Send the data to the server according to the configuration information received from the remote resource scheduling center device; or send the data to the second FPGA processing chip according to the configuration information.

2. The method according to claim 1, wherein the first FPGA processing chip further comprises a data processing module, and the data processing module comprises a GPU direct data access unit; Read data from the data storage address, including:

Data is read from the data storage address of the GPU by the GPU direct data access unit.

3. The method according to claim 1 or 2, wherein the first FPGA processing chip further comprises a bridge module; sending the data; or before sending the data to the second FPGA processing chip according to the configuration information, the method further includes:

The configuration information sent by the remote resource scheduling center device is received by the bridge module.

4. The method according to claim 3, wherein the configuration information comprises first indication information; sending the data to the server according to the configuration information comprises:

The data is sent to the server according to the first indication information.

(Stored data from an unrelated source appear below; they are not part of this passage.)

PR #4028, opened 2017-08-02
jdmulloy/ops1849/remove 12.04

jdmulloy:
Configuration Pull Request
---


jdmulloy:
I have performed all the test listed on the  [Ops Ansible Testing Checklist](https://openedx.atlassian.net/wiki/display/EdxOps/Ops+Ansible+Testing+Checklist) and I've tested that vagrant up works for vagrant/base/fullstack and vagrant/base/devstack.

vagrant/base/analyticstack/Vagrantfile
```diff
@@ -66,10 +66,6 @@ Vagrant.configure(VAGRANTFILE_API_VERSION) do |config|
   config.vm.provider :virtualbox do |vb|
     vb.customize ["modifyvm", :id, "--memory", MEMORY.to_s]
     vb.customize ["modifyvm", :id, "--cpus", CPU_COUNT.to_s]
-
-    # Allow DNS to work for Ubuntu 12.10 host
-    # http://askubuntu.com/questions/238040/how-do-i-fix-name-service-for-vagrant-client
-    vb.customize ["modifyvm", :id, "--natdnshostresolver1", "on"]
```
feanil, line 72: Let's check to make sure we don't need this anymore.  I'm a bit worried that we need it on 16.04 since it's not behind a conditional.

feanil (commented):
Generally looks good, we should also delete this folder:

https://github.com/edx/configuration/tree/master/docker/build/precise-common

playbooks/edx-east/edx_provision.yml
```diff
@@ -6,8 +6,8 @@
     keypair: continuous-integration
     instance_type: t2.medium
     security_group: sandbox-vpc
-    # ubuntu 12.04
-    ami: ami-f478849c
+    # ubuntu 16.04 - 20170721
+    ami: ami-cd0f5cb6
```
jibsheet, line 10: Did we decide if this was used?  I know I deferred to @feanil

playbooks/edx-east/retire_host.yml
```diff
@@ -15,7 +15,7 @@
   pre_tasks:
     - set_fact:
         STOP_ALL_EDX_SERVICES_EXTRA_ARGS: "--no-wait"
-      when: ansible_distribution_release == 'precise' or ansible_distribution_release == 'trusty'
+      when: ansible_distribution_release == 'trusty'
```
jibsheet: Can we drop the whole set_fact?
This only runs on edxapp machines and we don't have any of those on precise or trust?

vagrant/base/analyticstack/Vagrantfile
jdmulloy: I just checked that DNS resolution works in both vagrant VMs I created. I also realized after the fact that just building the VMs involves downloading many things over the internet, so if DNS wasn't working it would have broken very badly.

playbooks/roles/common_vars/defaults/main.yml
```diff
@@ -157,7 +157,6 @@ common_debian_variants:
 
 # We only have to install old Python for these releases:
 old_python_ppa_releases:
-  - precise
   - trusty
```
jibsheet, line 160: Can we kill them both and kill this whole var?

playbooks/roles/mongo_3_0/defaults/main.yml
```diff
@@ -14,7 +14,7 @@ mongo_log_dir: "{{ COMMON_LOG_DIR }}/mongo"
 mongo_journal_dir: "{{ COMMON_DATA_DIR }}/mongo/mongodb/journal"
 mongo_user: mongodb
 
-MONGODB_REPO: "deb http://repo.mongodb.org/apt/ubuntu precise/mongodb-org/3.0 multiverse"
+MONGODB_REPO: "deb http://repo.mongodb.org/apt/ubuntu trusty/mongodb-org/3.0 multiverse"
```
jibsheet: I wonder how this will interact with our infrastructure which apparently is running precise binaries on trusty.
I'd suggest switching to the ansible var, but it would probably blow up sandboxes
We should also run a test of this against a mongo server, I can help with that.

playbooks/roles/supervisor/tasks/main.yml
```diff
@@ -140,7 +140,7 @@
     group: root
   when: >
     supervisor_service == "supervisor" and disable_edx_services and not devstack
-    and (ansible_distribution_release == 'precise' or ansible_distribution_release == 'trusty')
+    and (ansible_distribution_release == 'trusty')
```
jibsheet: Do we use supervisor on trusty?  This is less for @jdmulloy and more for the rest of @edx/devops

jibsheet (commented):
Can we also delete precise-common's Dockerfile now?

playbooks/edx-east/edx_provision.yml
feanil: I think it's overridden at various levels that call this script but is used if you call this directory.  If someone is doing that, I didn't want to break it.

playbooks/roles/common_vars/defaults/main.yml
feanil: Don't we still have trusty machines that  run common?

jibsheet: yep- sorry, misread the role.  Ah well.  Soon.

playbooks/roles/mongo_3_0/defaults/main.yml
feanil: Let's pull this change out of this PR so we can land the rest while we're testing this.  Though, Joe did bring up a sandbox from his branch and was able to get into courseware so we may just be able to :man_shrugging:  and move along?

playbooks/roles/supervisor/tasks/main.yml
feanil: Only the IDAs use pre_supervisor and they all run on 16.04, I think we can get rid of this task and the associated template.

playbooks/roles/mongo_3_0/defaults/main.yml
jibsheet: Sandboxes would work, you'd get a 14.04 binary on 16.04, I can check his sandbox.
I'm worried it would try to change the binaries running on our mongo servers 😬

jibsheet: Sandboxes work because they run 2.6
I think no good can come from this change.  Pull it out and we'll delete it with the 2.6 role when 3.2 ships.

jibsheet: To clarify - go back to precise and add a comment

jdmulloy: @jibsheet I have committed the change back to precise and included a comment explaining the situation/plan.

playbooks/roles/supervisor/tasks/main.yml
jdmulloy: Removed

playbooks/roles/supervisor/tasks/main.yml
```diff
@@ -115,18 +115,6 @@
     - install
     - install:base
 
-  # 12.04, 14.04, etc.
-- name: Create supervisor upstart job
```
feanil: @jdmulloy I think you deleted the wrong thin, this is the supervisor upstart definition.  This is still needed because we do run services on supervisor in Trusty.  It's the task below this one for pre_supervisor that needs to be removed.

playbooks/edx-east/retire_host.yml
jdmulloy: Should I also remove all the instances of STOP_ALL_EDX_SERVICES_EXTRA_ARGS from playbooks/roles/stop_all_edx_services/handlers/main.yml, or is it still useful?

playbooks/roles/supervisor/tasks/main.yml
jdmulloy: Fixed

playbooks/edx-east/retire_host.yml
jibsheet: Yeah, just remove this whole pre_tasks/set_fact.  We don't need to set this anymore.
We'll leave STOP_ALL_EDX_SERVICES_EXTRA_ARGS in the role in case anyone else needs it (like docker).

playbooks/roles/supervisor/tasks/main.yml
jibsheet: The file has been removed (pre_supervisor.conf.j2) but this task needs to go away since it still uses the template.

jibsheet (approved):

5. The method according to claim 3, wherein the configuration information comprises second indication information; sending the data to the second FPGA processing chip according to the configuration information comprises:

According to the second indication information, the data is sent to the second FPGA processing chip.

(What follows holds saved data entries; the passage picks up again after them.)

PR #4031, opened 2017-08-04
password min and max length constraints added 

tasawernawaz:
Configuration Pull Request
---
[LEARNER-1492](https://openedx.atlassian.net/browse/LEARNER-1492)

These settings can be tested on https://tasawer-config.sandbox.edx.org/

### DIFF
--- a/playbooks/roles/edxapp/defaults/main.yml
+++ b/playbooks/roles/edxapp/defaults/main.yml
@@ -706,6 +706,10 @@ EDXAPP_ICP_LICENSE: !!null
 # Base Cookie Domain to share cookie across edx domains
 EDXAPP_BASE_COOKIE_DOMAIN: "{{ EDXAPP_LMS_SITE_NAME }}"
 
+# The minimum and maximum length for the password account field
+EDXAPP_PASSWORD_MIN_LENGTH: 2
+EDXAPP_PASSWORD_MAX_LENGTH: 75
+
 #-------- Everything below this line is internal to the role ------------
 
 #Use YAML references (& and *) and hash merge <<: to factor out shared settings
@@ -1157,6 +1161,8 @@ lms_env_config:
   CELERY_QUEUES: "{{ EDXAPP_LMS_CELERY_QUEUES }}"
   ALTERNATE_WORKER_QUEUES: "cms"
   ENTERPRISE_COURSE_ENROLLMENT_AUDIT_MODES: "{{ EDXAPP_ENTERPRISE_COURSE_ENROLLMENT_AUDIT_MODES }}"
+  PASSWORD_MIN_LENGTH: "{{ EDXAPP_PASSWORD_MIN_LENGTH }}"
+  PASSWORD_MAX_LENGTH: "{{ EDXAPP_PASSWORD_MAX_LENGTH }}"
 
 cms_auth_config:
   <<: *edxapp_generic_auth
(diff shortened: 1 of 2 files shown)


tasawernawaz:
@edx/devops @edx/learner-spartans Please review.

playbooks/roles/edxapp/defaults/main.yml
```diff
@@ -706,6 +706,10 @@ EDXAPP_ICP_LICENSE: !!null
 # Base Cookie Domain to share cookie across edx domains
 EDXAPP_BASE_COOKIE_DOMAIN: "{{ EDXAPP_LMS_SITE_NAME }}"
 
+# The minimum and maximum length for the password account field
+PASSWORD_MIN_LENGTH: 2
```
feanil: Is this the current actual default?  What happens if someone changes it?  Are people with shorter passwords forced to reset their passwords right away or is it just that new password resets will enforce the rule?

playbooks/roles/edxapp/defaults/main.yml
```diff
@@ -706,6 +706,10 @@ EDXAPP_ICP_LICENSE: !!null
...
+PASSWORD_MAX_LENGTH: 75
```
feanil: Why this default max? Is this due to some database constraint?

feanil (commented):
There is also existing password constraint logic in the system.  @fredsmith has more info I believe.  How is this different from that?

fredsmith:
This code sets logic for the existing system that is in use previously, so we don't have to abuse edxapp_env_extra :+1: 

FYI, there are also settings for password complexity, https://github.com/edx/edx-platform/wiki/Optional-Password-Policy-Enforcement, although NIST is no longer recommending that passwords have complexity requirements, and now only recommends length and uniqueness tests:  https://pages.nist.gov/800-63-3/sp800-63b.html#sec5

playbooks/roles/edxapp/defaults/main.yml
schenedx: Maybe rename this to `EDXAPP_PASSWORD_MIN_LENGTH` to keep the names consistent?

playbooks/roles/edxapp/defaults/main.yml
schenedx: Maybe rename this to `EDXAPP_PASSWORD_MAX_LENGTH` to keep the names consistent?

schenedx (approved):
Two minor naming comments. Rest LGTM

playbooks/roles/edxapp/defaults/main.yml
fredsmith: NIST recommends these numbers be 8 and (at least) 64.  We're using 128 as the max in other places, and I can't see any reason not to set this at 128 as well.

playbooks/roles/edxapp/defaults/main.yml
fredsmith: according to @jibsheet, users will not be able to log in with a password that doesn't meet the password requirements, even though they can set one with the password reset process.

tasawernawaz: @schenedx Do you mean only here not at https://github.com/edx/configuration/blob/e3dfca780920422b203fea192265316879a76d27/playbooks/roles/edxapp/defaults/main.yml#L1164, because we do at both places then obviously we need to update the LMS code as well where ever we are using these variables.

schenedx: @tasawernawaz Yes, make the change only here. Then reference this variable in line #1164. We don't need to change the actual settings name at all.

feanil: @tasawernawaz @schenedx is it possible to accept the existing password but enforce the complexity on registrations and resets so that we can incrementally improve this?

tasawernawaz: @feanil We already have a ticket for removing length enforcement from login page. https://openedx.atlassian.net/browse/LEARNER-1209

6 . The method according to claim 5 , wherein the data processing module further comprises an arithmetic unit, and the configuration information further comprises arithmetic rule information and target network interface information; information, sending the data to the second FPGA processing chip, including:

According to the second indication information, the operation unit uses the operation rule to process the data to obtain a processing result;

The data is sent to the second FPGA processing chip through the target network interface of the plurality of second network interfaces.

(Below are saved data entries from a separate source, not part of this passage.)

PR #4036, opened 2017-08-08
Fixed SSO for sandboxes

ahsan-ul-haq:
LEARNER-2107

Configuration Pull Request
---

    - [x] Update the appropriate internal repo (be sure to update for all our environments)
    - [x] If you are updating a secure value rather than an internal one, file a DEVOPS ticket with details.


playbooks/roles/credentials/defaults/main.yml
```diff
@@ -147,7 +147,7 @@ NGINX_CREDENTIALS_GUNICORN_HOSTS:
 CREDENTIALS_EXTRA_APPS: []
 
 CREDENTIALS_JWT_AUDIENCE: '{{ EDXAPP_JWT_AUDIENCE | default("SET-ME-PLEASE") }}'
```
clintonb: The audience and secret key need to be updated, too.

clintonb (changes requested):
Ensure that every OAuth/JWT-related variable is updated to rely on the common vars: https://github.com/edx/configuration/blob/master/playbooks/roles/common_vars/defaults/main.yml#L213-L221

playbooks/roles/credentials/defaults/main.yml
ahsan-ul-haq: Couldn't find audience in Ecommerce. Also we don't need to add them in ansible-provision.sh

clintonb: Ecommerce doesn't matter here. This should be updated to refer to `COMMON_JWT_AUDIENCE`. The eventual goal is that we have a single place, `common_vars`, to change values for all IDAs.

playbooks/roles/credentials/defaults/main.yml
```diff
@@ -147,7 +147,7 @@ NGINX_CREDENTIALS_GUNICORN_HOSTS:
...
-CREDENTIALS_JWT_ISSUER: '{{ CREDENTIALS_OAUTH_URL_ROOT }}'
+CREDENTIALS_JWT_ISSUER: '{{ COMMON_JWT_ISSUER }}'
 CREDENTIALS_JWT_SECRET_KEY: '{{ EDXAPP_JWT_SECRET_KEY | default("lms-secret") }}'
```
clintonb: `COMMON_JWT_SECRET_KEY`

clintonb (changes requested):
`CREDENTIALS_SOCIAL_AUTH_EDX_OIDC_ISSUER` should point to `CREDENTIALS_SOCIAL_AUTH_EDX_OIDC_ISSUER`.
`CREDENTIALS_OAUTH_URL_ROOT` should point to `COMMON_OAUTH_URL_ROOT`
`CREDENTIALS_OIDC_LOGOUT_URL` should point to `COMMON_OAUTH_LOGOUT_URL `

Make similar changes for the other IDAs. You'll know you're done when there are no references to edxapp for OAuth or JWT-related variables.

clintonb:
Nit: update your commit message to describe the solution (Fixed SSO for sandboxes), not the problem.

playbooks/roles/credentials/defaults/main.yml
jibsheet: Agree with Clinton - if we're going to change one of these vars, we should change them all, otherwise it's just confusing (and prevents us from being able to clean up the tech debt of the old settings)

Will this require secure changes, or are passthrough dummy vars still in place?  I forget what Clinton had us do in the backend.

clintonb: Unsecure defaults were setup by https://github.com/edx/edx-internal/pull/95. Secure overrides were also setup via DEVOPS ticket.

ahsan-ul-haq:
@clintonb made the suggested changes

playbooks/roles/credentials/defaults/main.yml
```diff
@@ -53,8 +53,8 @@ CREDENTIALS_DJANGO_SETTINGS_MODULE: "credentials.settings.production"
 CREDENTIALS_DOMAIN: 'credentials'
 CREDENTIALS_URL_ROOT: 'http://{{ CREDENTIALS_DOMAIN }}:18150'
 CREDENTIALS_LOGOUT_URL: '{{ CREDENTIALS_URL_ROOT }}/logout/'
-CREDENTIALS_OAUTH_URL_ROOT: '{{ EDXAPP_LMS_ROOT_URL | default("http://127.0.0.1:8000") }}/oauth2'
-CREDENTIALS_OIDC_LOGOUT_URL: '{{ EDXAPP_LMS_ROOT_URL | default("http://127.0.0.1:8000") }}/logout'
+CREDENTIALS_OAUTH_URL_ROOT: '{{ COMMON_OAUTH_URL_ROOT | default("http://127.0.0.1:8000") }}/oauth2'
```
clintonb: Ditch the defaults to avoid confusion and a potential source of bugs. The `common_vars` play will always be used.

playbooks/roles/ecommerce/defaults/main.yml
```diff
@@ -44,8 +44,8 @@ ECOMMERCE_DATABASES:
 ECOMMERCE_VERSION: "master"
 ECOMMERCE_DJANGO_SETTINGS_MODULE: "ecommerce.settings.production"
 
-ECOMMERCE_OAUTH_URL_ROOT: '{{ EDXAPP_LMS_ROOT_URL | default("http://127.0.0.1:8000") }}/oauth2'
-ECOMMERCE_OIDC_LOGOUT_URL: '{{ EDXAPP_LMS_ROOT_URL | default("http://127.0.0.1:8000") }}/logout'
+ECOMMERCE_OAUTH_URL_ROOT: '{{ COMMON_OAUTH_URL_ROOT | default("http://127.0.0.1:8000") }}/oauth2'
```
clintonb: Ditch the defaults for these lines, too.

playbooks/roles/credentials/defaults/main.yml
```diff
@@ -146,9 +146,9 @@ NGINX_CREDENTIALS_GUNICORN_HOSTS:
 
 CREDENTIALS_EXTRA_APPS: []
 
-CREDENTIALS_JWT_AUDIENCE: '{{ EDXAPP_JWT_AUDIENCE | default("SET-ME-PLEASE") }}'
-CREDENTIALS_JWT_ISSUER: '{{ CREDENTIALS_OAUTH_URL_ROOT }}'
-CREDENTIALS_JWT_SECRET_KEY: '{{ EDXAPP_JWT_SECRET_KEY | default("lms-secret") }}'
+CREDENTIALS_JWT_AUDIENCE: '{{ COMMON_JWT_AUDIENCE | default("SET-ME-PLEASE") }}'
```
clintonb: Same as above.

util/jenkins/ansible-provision.sh
```diff
@@ -269,6 +269,7 @@ COMMON_USER_INFO:
 USER_CMD_PROMPT: '[$name_tag] '
 COMMON_ENABLE_NEWRELIC_APP: $enable_newrelic
 COMMON_ENABLE_DATADOG: $enable_datadog
+COMMON_JWT_ISSUER: "https://${deploy_host}/oauth2"
```
clintonb: You want to define `COMMON_OAUTH_BASE_URL` here. Everything else is composed of it. See https://github.com/edx/configuration/blob/master/playbooks/roles/common_vars/defaults/main.yml#L212.

clintonb (changes requested):
Go ahead and squash your commits for the next round. This PR is small, and we don't gain anything from seeing the fixups. Also, I imagine the next round will get approved, and we can merge this.

util/jenkins/ansible-provision.sh
ahsan-ul-haq: @clintonb should it stay` http://127.0.0.1:8000` as defined in `common_vars`

clintonb: No. `COMMON_OAUTH_BASE_URL: "https://${deploy_host}"`

ahsan-ul-haq:
@clintonb made the change

playbooks/roles/credentials/defaults/main.yml
```diff
@@ -53,8 +53,8 @@ CREDENTIALS_DJANGO_SETTINGS_MODULE: "credentials.settings.production"
 CREDENTIALS_DOMAIN: 'credentials'
 CREDENTIALS_URL_ROOT: 'http://{{ CREDENTIALS_DOMAIN }}:18150'
 CREDENTIALS_LOGOUT_URL: '{{ CREDENTIALS_URL_ROOT }}/logout/'
-CREDENTIALS_OAUTH_URL_ROOT: '{{ EDXAPP_LMS_ROOT_URL | default("http://127.0.0.1:8000") }}/oauth2'
-CREDENTIALS_OIDC_LOGOUT_URL: '{{ EDXAPP_LMS_ROOT_URL | default("http://127.0.0.1:8000") }}/logout'
+CREDENTIALS_OAUTH_URL_ROOT: '{{ COMMON_OAUTH_URL_ROOT }}/oauth2'
```
clintonb: You don't need a path. See the values of the variables in https://github.com/edx/configuration/blob/master/playbooks/roles/common_vars/defaults/main.yml#L212.

clintonb (changes requested):
Once you've removed the paths, make sure you create a sandbox (with ecommerce and credentials) to actually test these changes.

ahsan-ul-haq:
@clintonb does the change seem fine now?

clintonb (approved):
Looks good. Please test on a sandbox before merging.

playbooks/roles/ecommerce/defaults/main.yml
```diff
@@ -44,8 +44,8 @@ ECOMMERCE_DATABASES:
 ECOMMERCE_VERSION: "master"
 ECOMMERCE_DJANGO_SETTINGS_MODULE: "ecommerce.settings.production"
 
-ECOMMERCE_OAUTH_URL_ROOT: '{{ EDXAPP_LMS_ROOT_URL | default("http://127.0.0.1:8000") }}/oauth2'
-ECOMMERCE_OIDC_LOGOUT_URL: '{{ EDXAPP_LMS_ROOT_URL | default("http://127.0.0.1:8000") }}/logout'
+ECOMMERCE_OAUTH_URL_ROOT: '{{ COMMON_OAUTH_URL_ROOT }}'
```
feanil: You no longer use this variable below, does something else still use it?

playbooks/roles/credentials/defaults/main.yml
```diff
@@ -53,8 +53,8 @@ CREDENTIALS_DJANGO_SETTINGS_MODULE: "credentials.settings.production"
 CREDENTIALS_DOMAIN: 'credentials'
 CREDENTIALS_URL_ROOT: 'http://{{ CREDENTIALS_DOMAIN }}:18150'
 CREDENTIALS_LOGOUT_URL: '{{ CREDENTIALS_URL_ROOT }}/logout/'
-CREDENTIALS_OAUTH_URL_ROOT: '{{ EDXAPP_LMS_ROOT_URL | default("http://127.0.0.1:8000") }}/oauth2'
-CREDENTIALS_OIDC_LOGOUT_URL: '{{ EDXAPP_LMS_ROOT_URL | default("http://127.0.0.1:8000") }}/logout'
+CREDENTIALS_OAUTH_URL_ROOT: '{{ COMMON_OAUTH_URL_ROOT }}'
```
feanil: You no longer use this variable below, does something else still use it?

ahsan-ul-haq: yes it is being use in three other places as per I know.

playbooks/roles/ecommerce/defaults/main.yml
ahsan-ul-haq: yes this is also being used on other places

feanil: @ahsan-ul-haq can you point me to where?  This seems confusing because the app doesn't use it's own OAUTH_URL_ROOT setting.

ahsan-ul-haq: [here](https://github.com/edx/configuration/blob/b05150e32f8430e38d08376315bd631ced9d1d90/playbooks/roles/ecommerce/defaults/main.yml#L77) it is being used

clintonb: Use `COMMON_OIDC_ISSUER` instead of the role-specific variable. A goal here, in addition to getting sandboxes working, is to consolidate these variables as much as possible. As the person who probably wrote many of them, I find it confusing to have to mentally evaluate these variables when I need to make changes. The more we can get to using `COMMON_*` values, the better.

ahsan-ul-haq:
@clintonb I made some changes does this look like moving towards right direction?

playbooks/roles/credentials/defaults/main.yml
```diff
@@ -146,17 +146,17 @@ NGINX_CREDENTIALS_GUNICORN_HOSTS:
 
 CREDENTIALS_EXTRA_APPS: []
 
-CREDENTIALS_JWT_AUDIENCE: '{{ EDXAPP_JWT_AUDIENCE | default("SET-ME-PLEASE") }}'
-CREDENTIALS_JWT_ISSUER: '{{ CREDENTIALS_OAUTH_URL_ROOT }}'
-CREDENTIALS_JWT_SECRET_KEY: '{{ EDXAPP_JWT_SECRET_KEY | default("lms-secret") }}'
+CREDENTIALS_JWT_AUDIENCE: '{{ COMMON_JWT_AUDIENCE }}'
```
clintonb: If these are no longer used, they should be removed.

clintonb (approved):
There is still room for improvement, but this is good enough for now. The remaining variables will be taken care of when we consolidate to the common role.

Again, make sure this is tested on a sandbox before merging. Also, squash commits.

playbooks/roles/ecommerce/defaults/main.yml
feanil: Right, so we should be able to delete the role specific `ECOMMERCE_OAUTH_URL_ROOT` from this role when this PR is ready.

clintonb: @feanil given that the main goal here is to get SSO working on sandboxes are you okay with holding off on any additional variable consolidation? I am willing to let this go as-is (once tested). Additional cleanup can happen later, or resources can dedicated to [LEARNER-812](https://openedx.atlassian.net/browse/LEARNER-812).

feanil: @clintonb my biggest concern is that there is a variable called `ECOMMERCE_OAUTH_URL_ROOT` does not actually set the ecommerce app's 'OAUTH_URL_ROOT'  If you think that it will be fixed quickly enough, I think we should add a TODO comment to that effect and merge this.

clintonb: I went ahead and finished the cleanup so as not to bog down @ahsan-ul-haq. My goal was expose someone else to configuration. That goal has been sufficiently met.

feanil:
@ahsan-ul-haq please also add a CHANGELOG entry since we are removing "public" variables.  And make a DEVOPS support ticket to clean up our internal/secure config.

clintonb:
Sandbox building: https://tools-edx-jenkins.edx.org/job/Sandboxes/job/CreateSandbox/3421/console

clintonb:
I tested this on my sandbox, and it "works". By that I mean the Django settings are correct. However, logins fail because the tenants aren't setup in the respective services and the OAuth clients (in LMS) aren't not linked to users. This PR is good to merge (after commits are squashed), but at least two more commits/PRs will be needed:

1. Create service users, and associate them with the OAuth clients.
2. Create tenants for ecommerce and credentials at provision time.

ahsan-ul-haq:
@feanil updated changelog @clintonb removed unused vars.

CHANGELOG.md
```diff
@@ -359,3 +359,15 @@
 - Role: edxapp
   - Added `PASSWORD_MIN_LENGTH` for password minimum length validation on reset page.
   - Added `PASSWORD_MAX_LENGTH` for password maximum length validation on reset page.
+
+- Role: credentials
+  - Removed `CREDENTIALS_OAUTH_URL_ROOT` which is no longer used, as `COMMON_OAUTH_URL_ROOT` from `common_vars` is used
```
clintonb: These can be more succinct, shorter: Replaced `x` with `y` from `common_vars`

playbooks/roles/credentials/defaults/main.yml
```diff
@@ -66,7 +64,7 @@ CREDENTIALS_LANGUAGE_CODE: 'en_US.UTF-8'
 CREDENTIALS_SOCIAL_AUTH_EDX_OIDC_KEY: 'SET-ME-TO-A-UNIQUE-LONG-RANDOM-STRING'
 CREDENTIALS_SOCIAL_AUTH_EDX_OIDC_SECRET: 'SET-ME-TO-A-UNIQUE-LONG-RANDOM-STRING'
 CREDENTIALS_SOCIAL_AUTH_REDIRECT_IS_HTTPS: false
-CREDENTIALS_SOCIAL_AUTH_EDX_OIDC_ISSUER: '{{ CREDENTIALS_OAUTH_URL_ROOT }}'
+CREDENTIALS_SOCIAL_AUTH_EDX_OIDC_ISSUER: '{{ COMMON_JWT_ISSUER }}'
```
clintonb: This variable is no longer needed. Replace its usages with the `COMMON_JWT_ISSUER`.

playbooks/roles/ecommerce/defaults/main.yml
```diff
@@ -56,25 +53,24 @@ ECOMMERCE_EDX_API_KEY: 'PUT_YOUR_API_KEY_HERE'  # This should match the value se
...
 ECOMMERCE_JWT_SECRET_KEYS:
-  - '{{ ECOMMERCE_JWT_SECRET_KEY }}'
+  - '{{ COMMON_JWT_SECRET_KEY }}'
 
 # Used to automatically configure OAuth2 Client
 ECOMMERCE_SOCIAL_AUTH_EDX_OIDC_KEY : 'ecommerce-key'
 ECOMMERCE_SOCIAL_AUTH_EDX_OIDC_SECRET : 'ecommerce-secret'
 ECOMMERCE_SOCIAL_AUTH_REDIRECT_IS_HTTPS: false
-ECOMMERCE_SOCIAL_AUTH_EDX_OIDC_ISSUER: '{{ ECOMMERCE_OAUTH_URL_ROOT }}'
+ECOMMERCE_SOCIAL_AUTH_EDX_OIDC_ISSUER: '{{ COMMON_JWT_ISSUER }}'
```
clintonb: This variable is no longer needed. Replace its usages with the `COMMON_JWT_ISSUER`.

ahsan-ul-haq:
@clintonb Do you think we need to create new service users for credentials and Ecommerce? Also can you explain how we can create tenants for ecommerce and credentials at provision time?

clintonb:
Yes. Every service needs its own service user. That's how we do it in production. That's how we should do it everywhere else. There should already be an example of this for ecommerce.

Provisioning sites is a matter of calling the appropriate management command. Here is an example for ecommerce: https://github.com/edx/devstack/blob/master/provision-ecommerce.sh#L7. Search the management commands in edx/credentials to find the appropriate one there. When you do, please update Docker Devstack, too, since others refuse to step up and take responsibility for doing so. :(

schenedx (approved):
👍

feanil (approved):

clintonb (approved):

clintonb:
Remember to squash commits.

andy-armstrong:
FYI, it appears that this caused a production issue when rolled out this morning:

https://openedx.atlassian.net/browse/LEARNER-2235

7. A device for FPGA-based distributed GPU communication, wherein the device includes a first FPGA processing chip, and the first FPGA processing chip includes a first interface, a second interface, a first network interface and multiple a first network interface; the first interface of the first FPGA processing chip is communicatively connected to the GPU, and the second interface of the first FPGA processing chip is communicatively connected to the server; the first network interface is connected to a remote resource scheduling center device communication connection; the plurality of second network interfaces are used for communication connection with the second FPGA processing chip; the first FPGA processing chip is used for:

Receive request information sent by the GPU through the first interface, where the request information includes an address for data storage;

read data from the data storage address of the GPU;

Send the data to the server according to the configuration information received from the remote resource scheduling center device through the first network interface; or send the data device communication to the second FPGA processing chip according to the configuration information connection; the second network interface is used for communication and connection with the second FPGA processing chip.

8. The device according to claim 7, wherein the first FPGA processing chip further comprises a data processing module, and the data processing module comprises a GPU direct data access unit; the first FPGA processing chip specifically uses At:

9. The device according to claim 7 or 8, wherein the first FPGA processing chip further comprises a bridge module; the first FPGA processing chip is specifically used for:

10. The apparatus according to claim 9, wherein the configuration information comprises first indication information; and the first FPGA processing chip is specifically used for:

The data is sent to the server according to the first indication information.